> **Task objective**:
Restate the records so that not a single word differs.

Dataset entries:
=====
PR #1055, opened 2020-06-19
Fix Base Overlay Dict in axigpio.rst

AmgadSalama:
The names of the AXI GPIO controller in the first example @ [https://github.com/Xilinx/PYNQ/blob/master/docs/source/pynq_libraries/axigpio.rst](url)

`led_ip = ol.ip_dict['gpio_leds']`
`switches_ip = ol.ip_dict['gpio_switches']`

are not correct. They should be

`led_ip = ol.ip_dict['leds_gpio']`
`switches_ip = ol.ip_dict['switches_gpio']`

### DIFF
--- a/.gitattributes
=====
> **Reply**:
PR #1055, opened 2020-06-19
Fix Base Overlay Dict in axigpio.rst

AmgadSalama:
The names of the AXI GPIO controller in the first example @ [https://github.com/Xilinx/PYNQ/blob/master/docs/source/pynq_libraries/axigpio.rst](url)

`led_ip = ol.ip_dict['gpio_leds']`
`switches_ip = ol.ip_dict['gpio_switches']`

are not correct. They should be

`led_ip = ol.ip_dict['leds_gpio']`
`switches_ip = ol.ip_dict['switches_gpio']`

### DIFF
--- a/.gitattributes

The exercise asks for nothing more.